# Cherry Laurel— a gift



## David Hill (Aug 7, 2020)

My friend, an Arborist, texted me asking if I’d be interested in some Cherry Laurel??? — Sure!
Never heard of it, thought It’d be interesting. Said it would be in his truck at the house— got it after work today.
Had some Mountain Laurel from him before—cracked really badly quickly. So when I got it home, the anchorseal came out.
Pieces are 10 ish diameter by about 2 ft. One has a leaf— does look to be some sort of Laurel.
It’s going to dry a while....

Reactions: Like 5 | Way Cool 3 | +Karma 1


----------



## Nature Man (Aug 7, 2020)

Looks like it has a LOT of potential. Send us pics when you make something with it.

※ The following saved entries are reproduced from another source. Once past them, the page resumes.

PR #3773, opened 2023-07-14
MatLab: return appropriate tags for set get methods + unit 

portalgun:
Update function regexps for 'get.' and 'set.' methods. For example:
function get.myproperty(obj)
...
Otherwise function tag returned is just 'get' instead of 'get.myproperty'.

Replaces #3772


masatake:
I'll merge this. Let me rearrange some commits before merging.

masatake:
After thinking, I dropped the man page.

The VERSIONS section is for describing the change adding a kind, a role, a field, or an extra.
The original change in the pull request doesn't fit VERSIONS.

masatake:
Thank you!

Chuck

Reactions: Thank You! 1 | Agree 1


----------



## Mr. Peet (Aug 8, 2020)

Carolina Laurel cherry, _Prunus caroliniana_, is some really hard stuff. Not sure if your's is the same, but looks it.

Reactions: Thank You! 1


----------



## Tony (Aug 9, 2020)




----------



## wade (Jan 26, 2021)

I had some Cherry Laurel years ago. The one thing I remembered most about it was the sweet smell of the wood. It was a very pleasant scent. And the moisture content was through the roof. Hard to dry easily. Send pictures when you make something please.

Reactions: Agree 1


----------